Home > photography, photojournalism, steve mccurry, susan sontag > A new democracy of photography

A new democracy of photography

Naturally, I read Steve McCurry’s blog, which, as it happens, is called “Steve McCurry’s Blog.” (I guess when you’re Steve McCurry, you don’t need a cute title.)

McCurry’s latest post is on the photography of students who live in a Buenos Aires slum. One of the reasons that post interests me, apart from the photographs themselves (I particularly like the 4th and 5th on that page) is that it underscores a point I made recently concerning Susan Sontag’s On Photography.

Sontag, writing in the mid-1970s, identified photography as the pursuit of the western middle classes, and its sensibility as essentially bourgeois. Similar complaints are leveled against McCurry, who has been accused of an orientalist sensibility. This is largely thanks to his reliance on colour, which encourages us to find his pictures exotic. But considering the amount of time McCurry has spent in south Asia, this complaint seems shallow and unfair — especially when we consider that it normally springs from students who once spent a week in Thailand, and therefore know all about it. I’d be willing to wager that no western photographer has spent as many days in south Asia as has McCurry; it seems silly to suggest that he doesn’t know the culture.

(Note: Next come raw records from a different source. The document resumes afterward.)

PR #2149, opened 2022-07-20
Upgrade to oss-parent 9

liutikas:
org.sonatype.oss:oss-parent:7 is unsigned (missing .asc files), which forces users of gson library
that enforce signature verification to explicitly allowlist oss-parent. Luckily oss-parent 9 is signed,
thus fixing this issue.

See:
https://repo1.maven.org/maven2/org/sonatype/oss/oss-parent/7/
vs
https://repo1.maven.org/maven2/org/sonatype/oss/oss-parent/9/

### DIFF
--- a/pom.xml
+++ b/pom.xml
@@ -6,7 +6,7 @@
   <parent>
     <groupId>org.sonatype.oss</groupId>
     <artifactId>oss-parent</artifactId>
-    <version>7</version>
+    <version>9</version>
   </parent>
 
   <groupId>com.google.code.gson</groupId>


jvirtanen:
This looks like a good change, but for the long term, it would be best to move away from oss-parent as [it is deprecated and might not work correctly anymore](https://central.sonatype.org/publish/publish-maven/#deprecated-oss-parent).

liutikas:
> This looks like a good change, but for the long term, it would be best to move away from oss-parent as [it is deprecated and might not work correctly anymore](https://central.sonatype.org/publish/publish-maven/#deprecated-oss-parent).

I think that seems to be a fine thing to do, but I would prefer it is done in a separate step :)

eamonnmcmanus:
Thanks! I agree that ultimately we should get rid of oss-parent. I may try that before the next release, since I think the main impact is on releasing.

Marcono1234:
Getting rid of oss-parent would be really good. It appears at the moment it apparently effectively [downgrades certain plugins during release](https://github.com/sonatype/oss-parents/blob/5cc24e62cae0fc8a1a6a917c581574b71dec476f/oss-parent/pom.xml#L110-L149), which seems to be the reason why the published Javadoc has no external links to the JDK classes. The following is logged:
> ```
> [INFO] --- maven-javadoc-plugin:2.7:jar (attach-javadocs) @ gson ---
> [ERROR] Error fetching link: https://docs.oracle.com/en/java/javase/11/docs/api/package-list. Ignored it.
> ...
> ```
Notice the `2.7` as version even though Gson specifies 3.4.0 as version for that plugin (and a regular `mvn package javadoc:javadoc` works without issues).

PR #2150, opened 2022-07-24
BUILD files to build Gson with Bazel and easily depend on it in Bazel projects

pawelz:
Gson builds cleanly without any external dependencies, so Bazel BUILD files are very simple. I believe this won't add much maintanance burden, but will make it very easy to use Gson in Bazel projects.

### DIFF
--- a/.gitignore
+++ b/.gitignore
@@ -20,3 +20,5 @@ build
 .DS_Store
 
 examples/android-proguard-example/gen
+
+bazel-*
--- a/README.md
+++ b/README.md
@@ -32,6 +32,17 @@ Maven:
 </dependency>
 ```
 
+<!-- TODO(pawelz): replace branch="master" with tag="gson-parent-X.Y.Z" once the bazel BUILD files make it to a release. -->
+Bazel:
+```bzl
+load("@bazel_tools//tools/build_defs/repo:git.bzl", "git_repository")
+git_repository(
+    name="gson",
+    remote="https://github.com/google/gson.git",
+    branch="master",
+)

In any case, Sontag’s complaint was debatable in 1977, but it’s nonsense now. Cameras are no longer the property of a western elite. They are everywhere. The students whose work appears on McCurry’s blog are the exception, I think, working in traditional black-and-white; with the rapid spread of cell phones across the developing world, everyone is now toting some kind of digital camera. Photojournalism is increasingly the product not of Magnum and the like, but of local stringers. Witness the coverage of the Chilean earthquake, in which all the early photographs seemed to be from Chilean shooters.

This new democracy of photography should, one supposes, enlarge our understanding of the world. Now we can see the cuidad oculta through the eyes of its own residents, rather than from the perspective of National Geographic. And this should be a good thing.

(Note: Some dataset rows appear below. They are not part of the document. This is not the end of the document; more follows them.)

Issue #1708, opened 2020-05-25
ConstructorConstructor.newDefaultImplementationConstructor(Type, Class<? super T>) breaks symmetry


Marcono1234:
The method `com.google.gson.internal.ConstructorConstructor.newDefaultImplementationConstructor(Type, Class<? super T>)` breaks symmetry.

Normally it is desired that if you can serialize `obj` as `A`, then you should be able to deserialize it as `A` again. This is however not possible if `A` extends / implements one of the types checked in `newDefaultImplementationConstructor` and does not have a no-arg constructor.
Example:
```
static class MyList extends ArrayList<Integer>{
  // Any constructor with parameters to prevent default constructor
  public MyList(int i) {}
}
public void testCustomList() {
  Gson gson = new Gson();
  MyList list = new MyList(1);
  list.add(1);
  String json = gson.toJson(list);
  // java.lang.ClassCastException: Cannot cast java.util.ArrayList to MyList
  gson.fromJson(json, MyList.class);
}
```

The proper fix would be to have `newDefaultImplementationConstructor` only create instances if the requested type is the type it creates (e.g. it creates `ArrayList` and `ArrayList` is requested) or if the requested type is a supertype of the created one (e.g. it creates `ArrayList` and `List` is requested).
Similarly `CollectionTypeAdapterFactory` would have to be adjusted to only support these types and types for which a constructor has been registered or types which have a default (= no-arg) constructor.

This would in theory not cause any issues if people already serialized **and** deserialized their objects and therefore the types they are using are matching the above stated requirements.

However, there might be cases where people only serialize objects (such as `MyList` in the example above), which would break with such a change.

Would it make sense to instead introduce an option to `GsonBuilder` to prevent serialization which is not symmetric? So people can catch such issues early?

Marcono1234:
Maybe a duplicate of #419

PR #2152, opened 2022-07-25
Fix LinkedTreeMap being used for non-Comparable keys

### LINKED ISSUE #1247: Confusing Exceptions

Marcono1234:
Fixes #1247

As shown in #1247 there are some corner cases where Gson chooses a `LinkedTreeMap` as `Map` implementation, even though the map keys are `null` or do not implement `Comparable`. This leads to runtime exceptions.

(I have also included a small documentation enhancement for `JsonObject` since it internally uses `LinkedTreeMap` and therefore does not support `null` keys either. That is already covered by existing tests.)


gson/src/main/java/com/google/gson/internal/ConstructorConstructor.java
```diff
@@ -257,6 +257,21 @@ public T construct() {
...
+    if (!(mapType instanceof ParameterizedType)) {
+      return false;
+    }
+
+    Type[] typeArguments = ((ParameterizedType) mapType).getActualTypeArguments();
+    if (typeArguments.length == 0) {
+      return false;
+    }
+    // Consider String and supertypes of it
+    return TypeToken.get(typeArguments[0]).getRawType().isAssignableFrom(String.class);
```
Marcono1234, line 272: Maybe this should also be changed to check the resolved type arguments (in case of subtypes with a different count of type parameters), though the underlying issue is #1708, and `LinkedTreeMap` should only be used if `Map` is requested and not for any subtypes. And in that case there is no need to resolve type arguments.

gson/src/main/java/com/google/gson/internal/ConstructorConstructor.java
```diff
@@ -257,6 +257,20 @@ public T construct() {
     };
   }
 
+  private static boolean hasStringKeyType(Type mapType) {
+    // If mapType is not parameterized, cannot assume that key is String, because if it
+    // is not String and does not implement Comparable it would lead to a ClassCastException
+    if (!(mapType instanceof ParameterizedType)) {
+      return false;
+    }
```
Marcono1234, line 265: This would prevent `LinkedTreeMap` from being used for raw map types, which should be invisible to the user (since `LnkedTreeMap` is an internal class) but would disable the DoS protection in that case for Java 7. Not sure if that would be acceptable, but on the other hand it prevents potential `ClassCastException`s.

eamonnmcmanus: This is kind of a big change, isn't it? It seems to me that `gson.fromJson(s, Map.class)` is a pretty common idiom and we're changing what it does. Agreed that people shouldn't be relying on getting a `LinkedTreeMap`, but is it something they could observe indirectly? For example because of memory usage. Though it looks to me as if `LinkedTreeMap` is fairly expensive in memory terms because of all those fields in its `Node` class.

I see some other options. I think the whole situation is a bit of a mess to be honest, but here are some ways we *might* be able to clean it up a bit:

1. Keep the approach here: raw `Map` never deserializes into a `LinkedTreeMap`, but some parameterized `Type` instances will. (We can work on adjusting exactly which ones.)
2. Never deserialize into `LinkedTreeMap` here. We would still use the class for `JsonObject` but here we would always use `LinkedHashMap`.
3. Give `LinkedTreeMap` a fallback mode, where if a key is added that is not `Comparable`, or that can't be compared to existing keys, it copies the existing entries into a private `LinkedHashMap` and uses that for all subsequent operations.

I suppose my underlying question is why `LinkedTreeMap` exists in the first place. What problem does it solve? It seems to me that it is usually going to be both bigger and less performant than `LinkedHashMap`, though I haven't measured that.

gson/src/main/java/com/google/gson/internal/ConstructorConstructor.java
```diff
@@ -257,6 +257,20 @@ public T construct() {
     };
   }
 
+  private static boolean hasStringKeyType(Type mapType) {
```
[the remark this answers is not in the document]
Marcono1234: That is what I mean with https://github.com/google/gson/pull/2152#discussion_r928335419 (unfortunately GitHub showed it as "outdated").
`hasStringKeyType` is really only intended for `Map` and not any subclasses, to determine whether a `LinkedTreeMap` should be used. The issue that it is also called for `Map` subtypes (as shown in your examples) is basically #1708, therefore I am not so keen to add any special logic here.

gson/src/main/java/com/google/gson/internal/ConstructorConstructor.java
Marcono1234: Below where this method `hasStringKeyType` is called, I switched the `if` statement branches, which is why it might be a bit confusing.

I think the intended logic here is:
If it is a `Map<String, ...>` use Gson's `LinkedTreeMap` to protect against potential DoS for JDK's `LinkedHashMap` in Java < 8 ([JDK-8046170](https://bugs.openjdk.org/browse/JDK-8046170)). Otherwise use JDK's `LinkedHashMap`.

The check below was previously (roughly):
```java
if (type instanceof ParameterizedType && !(String.class.isAssignableFrom(
          TypeToken.get(((ParameterizedType) type).getActualTypeArguments()[0]).getRawType()))) {
    ...
} else {
    return new LinkedTreeMap<>();
}
```
For raw `Map.class` and for any parameterized type `Map<String, ...>` it would have used `LinkedTreeMap`.
However, using `LinkedTreeMap` for raw `Map.class` can lead to `ClassCastException`s, as shown by the examples in #1247.

Therefore the changes by this PR actually reduce the cases where `LinkedTreeMap` is used (which was the concern I wanted to express with my original comment here).
But if you think that is fine, then I guess we can leave it like this.

Marcono1234:
@eamonnmcmanus do you think this can be merged (see my responses to your comments above)?

gson/src/main/java/com/google/gson/internal/bind/MapTypeAdapterFactory.java
```diff
@@ -164,13 +166,23 @@ public Adapter(Gson context, Type keyType, TypeAdapter<K> keyTypeAdapter,
...
           K key = keyTypeAdapter.read(in);
           V value = valueTypeAdapter.read(in);
+
+          // LinkedTreeMap requires that keys are Comparable, if they are not must switch to
+          // a different map type. LinkedTreeMap is an internal class so switching map type
+          // should not be noticeable for user code.
+          if (isLinkedTreeMap && !(key instanceof Comparable)) {
+            map = new LinkedHashMap<>(map);
+            isLinkedTreeMap = false;
+          }
```
Marcono1234, line 184: If the deserialization code just switches from `LinkedTreeMap` to `LinkedHashMap` automatically, then a malicious user could force this (e.g. by including `[null,false]` as first map entry).

But then the question is if there is really any advantage at all in using `LinkedTreeMap` or if it would make more sense to just always use `LinkedHashMap` (#2737).

Marcono1234:
Obsolete due to #3057

For the other changes in this PR here have created new dedicated PRs:
- #3068
- #3069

But, of course, we remain vulnerable to manipulation, and to our own prejudices. When we consider the recent World Press Photo flap, it’s legitimate to ask if the word “collaboration” would be so heavily in play if the photographs in question were the product not of Farah Abdl Warsameh, but of a guy from Birmingham named Joseph P. Smith. It matters little whose eye produced the photograph, if we insist on seeing it through our own.